The Jackson Laboratory for Genomic Medicine, Farmington, Connecticut, United States of America.
The Jackson Laboratory, Bar Harbor, Maine, United States of America.
PLoS Comput Biol. 2021 Dec 13;17(12):e1009670. doi: 10.1371/journal.pcbi.1009670. eCollection 2021 Dec.
Cis-Regulatory elements (cis-REs) include promoters, enhancers, and insulators that regulate gene expression programs via binding of transcription factors. ATAC-seq technology effectively identifies active cis-REs in a given cell type (including from single cells) by mapping accessible chromatin at base-pair resolution. However, these maps are not immediately useful for inferring specific functions of cis-REs. For this purpose, we developed a deep learning framework (CoRE-ATAC) with novel data encoders that integrate DNA sequence (reference or personal genotypes) with ATAC-seq cut sites and read pileups. CoRE-ATAC was trained on 4 cell types (n = 6 samples/replicates) and accurately predicted known cis-RE functions from 7 cell types (n = 40 samples) that were not used in model training (mean average precision = 0.80, mean F1 score = 0.70). CoRE-ATAC enhancer predictions from 19 human islet samples coincided with genetically modulated gain/loss of enhancer activity, which was confirmed by massively parallel reporter assays (MPRAs). Finally, CoRE-ATAC effectively inferred cis-RE function from aggregate single nucleus ATAC-seq (snATAC) data from human blood-derived immune cells that overlapped with known functional annotations in sorted immune cells, which established the efficacy of these models to study cis-RE functions of rare cells without the need for cell sorting. ATAC-seq maps from primary human cells reveal individual- and cell-specific variation in cis-RE activity. CoRE-ATAC increases the functional resolution of these maps, a critical step for studying regulatory disruptions behind diseases.

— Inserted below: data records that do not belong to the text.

PR #554, opened 2022-09-20
Fix and improve `db clear` (and related) subcommands

JulianKniephoff:
Changing the order of clearing the database vs. clearing the search index was tricky, mostly because of Rust oddities (borrow checker, missing trait impls, ...). The easiest way I could find was to just use the transaction that `with_write_lock` provides to its closure for clearing the DB as well. This is at least kinda sorta suspicious because that of course drops the table that is locked by that function. It seems to work though; I think dropping the table just releases the lock, which is fine in this situation. :shrug: 

Regarding the added flags: I think they really should exist for every command where we prompt for scriptability; it's just good form. I had to resist the urge to overengineer the duplication that this revealed out of the corresponding code, but if you agree that it should go, I can look into it further. :wink:

### DIFF
--- a/backend/src/db/cmd.rs
+++ b/backend/src/db/cmd.rs
@@ -15,7 +15,10 @@ use super::{Db, DbConfig, create_pool, query, migrations::unsafe_overwrite_migra
 #[derive(Debug, clap::Subcommand)]
 pub(crate) enum DbCommand {
     /// Removes all data and tables from the database. Also clears search index.
-    Clear,
+    Clear {
+        #[clap(flatten)]
+        options: ClearOptions,
+    },
 
     /// Runs an `.sql` script with the configured database connection.
     Script {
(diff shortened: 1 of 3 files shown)


LukasKalbertodt:
What does this fix? It doesn't reference an issue or something. 

Also, can't we just remove the `with_write_lock` call around `search::clear`? Like yes, all writing operations should acquire the lock, but for clearing maybe it doesn't matter?

JulianKniephoff:
> What does this fix? It doesn't reference an issue or something.

`db reset`et al. currently don't work because they clear the db first, then the search, which then tries to lock a non-existent table.

> Also, can't we just remove the `with_write_lock` call around `search::clear`? Like yes, all writing operations should acquire the lock, but for clearing maybe it doesn't matter?

That'd probably work as well. 🤷‍♀️ You want me to change it, still?

LukasKalbertodt:
> That'd probably work as well.  You want me to change it, still?

I think so. I mean that's a lot less changes right? And I don't see a disadvantage.

LukasKalbertodt (approved):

顺式调控元件(cis-REs)包括启动子、增强子和绝缘子,它们通过转录因子的结合来调节基因表达程序。ATAC-seq 技术通过在碱基对分辨率下绘制可及染色质,有效地识别给定细胞类型(包括单细胞)中的活性 cis-REs。然而,这些图谱并不能立即用于推断 cis-REs 的特定功能。为此,我们开发了一种深度学习框架(CoRE-ATAC),该框架具有新颖的数据编码器,可将 DNA 序列(参考或个人基因型)与 ATAC-seq 切割位点和读取堆积物集成。CoRE-ATAC 基于 4 种细胞类型(n = 6 个样本/重复)进行训练,并从 7 种未用于模型训练的细胞类型(n = 40 个样本)中准确预测了已知的 cis-RE 功能(平均准确率 = 0.80,平均 F1 分数 = 0.70)。从 19 个人胰岛样本中预测的 CoRE-ATAC 增强子与遗传调节的增强子活性的获得/丧失一致,这通过大规模平行报告基因检测(MPRAs)得到了证实。最后,CoRE-ATAC 有效地从来自人类血液衍生免疫细胞的聚合单核核 ATAC-seq(snATAC)数据推断 cis-RE 功能,这些数据与分选免疫细胞中的已知功能注释重叠,从而证明了这些模型在无需细胞分选的情况下研究稀有细胞 cis-RE 功能的有效性。来自原代人类细胞的 ATAC-seq 图谱揭示了 cis-RE 活性的个体和细胞特异性变化。CoRE-ATAC 提高了这些图谱的功能分辨率,这是研究疾病背后的调控失调的关键步骤。